Our client found 74% of their purchase order transactions were missing an assigned cost code.
The burden of completing and re-classifying those transactions fell squarely on the shoulders of project managers.
By leveraging sophisticated use of natural language processing and an ensemble of machine learning models including random forests and text-based Naïve Bayes, we were able to first process and bulk categorize past financial transactions, then clean error-filled and inconsistent fields to finally label the data into consistent categories.
At 99% accuracy, this data cleansing and classification pipeline allowed project managers to bypass the data clean-up work that would previously cost them hours of tedious labor to go directly to the value-add work of analyzing expenditure patterns.
A quick primer on classification models
Naive Bayes is a classification technique with an assumption of independence among predictors. In simple terms, a Naive Bayes classifier assumes that the presence of a particular feature in a class is unrelated to the presence of any other feature.
Random forest is an ensemble classifier that uses multiple models for better prediction performance.
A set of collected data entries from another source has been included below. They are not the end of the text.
PR #181, opened 2024-10-09
feat(epochs): add default epoch info to genesis config

0xHansLee:
Added several default epoch info by default into genesis.json. The added epochs are as below:
- minute
- hour
- day
- week

The default start time is set as `1970-01-01T00:00:00Z`, so when you start app locally the epoch would increase every block. If you want to test epoch if it is proceeded every duration, you need to modify `start_time` near the time now.

issue: none

### DIFF
--- a/lib/netconf/local/genesis.json
+++ b/lib/netconf/local/genesis.json
@@ -194,7 +194,34 @@
           "current_epoch": "0",
           "current_epoch_start_time": "1970-01-01T00:00:00Z",
           "epoch_counting_started": false,
-          "current_epoch_start_height": "10"
+          "current_epoch_start_height": "1"
+        },
+        {
+          "identifier": "hour",
+          "start_time": "1970-01-01T00:00:00Z",
+          "duration": "1h",
+          "current_epoch": "0",
+          "current_epoch_start_time": "1970-01-01T00:00:00Z",
+          "epoch_counting_started": false,
+          "current_epoch_start_height": "1"
+        },
+        {
+          "identifier": "day",
+          "start_time": "1970-01-01T00:00:00Z",
+          "duration": "24h",
+          "current_epoch": "0",
+          "current_epoch_start_time": "1970-01-01T00:00:00Z",
+          "epoch_counting_started": false,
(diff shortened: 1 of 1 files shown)


lib/netconf/local/genesis.json
```diff
@@ -194,7 +194,34 @@
...
+          "current_epoch_start_height": "1"
+        },
+        {
+          "identifier": "week",
+          "start_time": "1970-01-01T00:00:00Z",
+          "duration": "168h",
+          "current_epoch": "0",
+          "current_epoch_start_time": "1970-01-01T00:00:00Z",
+          "epoch_counting_started": false,
+          "current_epoch_start_height": "1"
```
edisonz0718, line 224: Is current epoch-related information calculated based on the start time and duration of the epoch?

lib/netconf/local/genesis.json
```diff
@@ -194,7 +194,34 @@
...
+        },
+        {
+          "identifier": "week",
+          "start_time": "1970-01-01T00:00:00Z",
+          "duration": "168h",
+          "current_epoch": "0",
+          "current_epoch_start_time": "1970-01-01T00:00:00Z",
+          "epoch_counting_started": false,
```
edisonz0718, line 223: Do people need to set this to true if they plan to enable this epoch info?

0xHansLee: It indicates if the epoch timer begin. If it false, `epochs` module initialize the epoch (set current epoch 1 and begin timer). People can start epoch timer with `epoch_counting_started` of false

lib/netconf/local/genesis.json
0xHansLee: Right. This is that [part](https://github.com/piplabs/story/blob/36a50a2ac21c044dc981c0ce5ef51176929d6975/client/x/epochs/keeper/abci.go#L31-L31)

0xHansLee:
@edisonz0718  cc. @ezreal1997 
Close this PR since we decided to revert epoch module.

PR #182, opened 2024-10-09
feat(mint): update mint param type

gezerui0124:
fix mint param type issue

issue: none


client/x/mint/keeper/genesis_test.go
```diff
@@ -62,7 +63,7 @@ func (s *GenesisTestSuite) TestImportExportGenesis() {
 	genesisState := types.DefaultGenesisState()
 	genesisState.Params = types.NewParams(
 		"testDenom",
-		24625000_000_000_000,
```
edisonz0718, line 65: Should we add decimal for testing too

limengformal (approved):

edisonz0718 (approved):

PR #185, opened 2024-10-09
feat(proto): refactor proto and scripts

jdubpark:
refactor proto to best practice

issue: none


Makefile
```diff
@@ -32,7 +31,7 @@ lint: ## Runs linters via pre-commit.
 	@pre-commit run -v --all-files
 
 .PHONY: bufgen
-bufgen: ## Generates protobufs using buf generate.
```
edisonz0718, line 35: What is the reason to move to proto-gen

scripts/protocgen.sh
```diff
@@ -0,0 +1,22 @@
+#!/usr/bin/env bash
```
edisonz0718, line 1: Does this replace buf_generate.sh? It seems to only process gogo files

Issue #184, opened 2024-10-09
Modifications of staking contracts


Ramarti:
## Description and context
- Moving `unjail()` to `IPTokenStaking` and removing `IPTokenSlashing` contract
- Remove support for redelegation
- Remove all state that would require sync with CL, and that is not configuration
- Support locked tokens.
- Support 4 different staking periods
-- 3 are incrementally longer periods, which will have a unique `delegationId`
-- 1 is flexible (no unstake restrictions, unless locked). `delegationId=0`

## Suggested solution
- Incremental counter for `delegationId`

## Definition of done
Contracts pass test locally and in devnets.

PR #189, opened 2024-10-11
feat(staking): implement new staking design changes

Ramarti:
- removes slashing contract, unjail goes to staking
- staking periods
- delegation id
- token type

issue: #184


contracts/script/GenerateAlloc.s.sol
```diff
@@ -159,37 +159,33 @@ contract GenerateAlloc is Script {
         vm.resetNonce(tmp);
 
         InitializableHelper.disableInitializers(impl);
-        IPTokenStaking(Predeploys.Staking).initialize(protocolAdmin, 1 ether, 1 ether, 1 ether, 7 days);
+        IIPTokenStaking.InitializerArgs memory args = IIPTokenStaking.InitializerArgs({
+            owner: protocolAdmin,
+            minStakeAmount: 1 ether,
```
limengformal, line 164: 1024 ether

contracts/script/GenerateAlloc.s.sol
```diff
@@ -159,37 +159,33 @@ contract GenerateAlloc is Script {
...
+            minUnstakeAmount: 1 ether,
```
limengformal, line 165: 1024 ether

contracts/script/GenerateAlloc.s.sol
```diff
@@ -159,37 +159,33 @@ contract GenerateAlloc is Script {
...
+            minCommissionRate: 5_00, // 5% in basis points
+            shortStakingPeriod: 1 days, // TBD
+            mediumStakingPeriod: 2 days, // TBD
+            longStakingPeriod: 3 days, // TBD
```
limengformal, line 169: Can this be updated in the staking contract after initialization?

contracts/script/GenerateAlloc.s.sol
```diff
@@ -159,37 +159,33 @@ contract GenerateAlloc is Script {
...
+            unjailFee: 1 ether
+        });
+
+        // Testnet timing values
+        if (block.chainid != MAINNET_CHAIN_ID) {
+            args.minCommissionRate = 5_00 seconds;
```
limengformal, line 175: it should be 5%?

contracts/script/GenerateAlloc.s.sol
```diff
@@ -159,37 +159,33 @@ contract GenerateAlloc is Script {
...
+            args.shortStakingPeriod = 10 seconds;
+            args.mediumStakingPeriod = 15 seconds;
+            args.longStakingPeriod = 20 seconds;
```
limengformal, line 178: where are these periods be used?

contracts/script/GenerateAlloc.s.sol
Ramarti: In which chain Id? testnets too?

contracts/script/GenerateAlloc.s.sol
Ramarti: In which chain Id? testnets too?

contracts/script/GenerateAlloc.s.sol
Ramarti: Yes, we can:
```
function setStakingPeriods(uint32 short, uint32 medium, uint32 long) external onlyOwner
```

contracts/script/GenerateAlloc.s.sol
Ramarti: They are passed to the initializer, and used to resolve staking duration in `stake`

limengformal (approved):

contracts/src/protocol/IPTokenStaking.sol
```diff
@@ -320,231 +327,274 @@ contract IPTokenStaking is IIPTokenStaking, Ownable2StepUpgradeable, ReentrancyG
...
     function stake(
         bytes calldata delegatorUncmpPubkey,
-        bytes calldata validatorCmpPubkey
+        bytes calldata validatorUncmpPubkey,
+        IIPTokenStaking.StakingPeriod stakingPeriod,
+        bytes calldata data
     )
         external
         payable
+        override
```
kingster-will, line 390: The override modifier might not be necessary here, since this contract doesn’t inherit from any other contract.

contracts/src/protocol/IPTokenStaking.sol
```diff
@@ -320,231 +327,274 @@ contract IPTokenStaking is IIPTokenStaking, Ownable2StepUpgradeable, ReentrancyG
...
-
-        _redelegate(delegatorCmpPubkey, p.validatorCmpSrcPubkey, p.validatorCmpDstPubkey, stakeAmount);
+        if (keccak256(validatorUncmpSrcPubkey) == keccak256(validatorUncmpDstPubkey)) {
+            revert Errors.IPTokenStaking__RedelegatingToSameValidator();
+        }
+        (uint256 stakeAmount, ) = roundedStakeAmount(msg.value);
+        if (stakeAmount < minStakeAmount) {
+            revert Errors.IPTokenStaking__StakeAmountUnderMin();
+        }
+        emit Redelegate(delegatorUncmpPubkey, validatorUncmpSrcPubkey, validatorUncmpDstPubkey, delegationId, amount);
```
kingster-will, line 477: It would be add comments to explain why we don't need to refund remainder of roundedStakeAmount().

kingster-will: If I understand correctly, the remainder will stay in the source validator. If that’s the case, we might explain how do we handle the remainder in the source validator, especially since it’s likely that the remainder will be less than the `minStakeAmount`. we might better add comments to explain why it is expected state/behavior.

PR #202, opened 2024-10-15
feat(singularity): add singularity to mint and evmstaking module

0xHansLee:
Added singularity to mint and evmstaking module.
Until singularity height, no reward is minted and no validator set is updated.

BTW, there is one thing to discuss. What if user make requests for unstake greater than `MaxEntries`? In CL side, when there are more unstake requests than `MaxEntries`, it is processed as processing failure. However, in EL, unstake is processed normally, so I think we need to handle this. What do you think? I would like to discuss this because as the Singularity period gets longer, this possibility will increase. 

issue: none


client/x/mint/types/params.go
```diff
@@ -26,7 +27,8 @@ func DefaultParams() Params {
 	return Params{
 		MintDenom:         sdk.DefaultBondDenom,
 		InflationsPerYear: math.LegacyNewDec(24625000000000000.000000000000000000),
-		BlocksPerYear:     uint64(60 * 60 * 8766 / 5), // assuming 5 second block times
+		BlocksPerYear:     uint64(60 * 60 * 8766 / 5), // assuming 5 seconds block times
+		SingularityHeight: 725760,                     // 42 days with assuming 5 seconds block time
```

It creates many classification trees and a sample technique is used to train each tree from the set of training data.
Our work optimized spend classification, saved countless hours of manual effort and increased data consistency.
The same techniques leveraged to classify unstructured transaction data have already proven to be valuable across other areas of R&D where the presence of unstructured data was previously limiting opportunities for analytics and robust insights.
We helped our client continue their AI journey, delivering immediate value while building the framework for continual improvement in the future.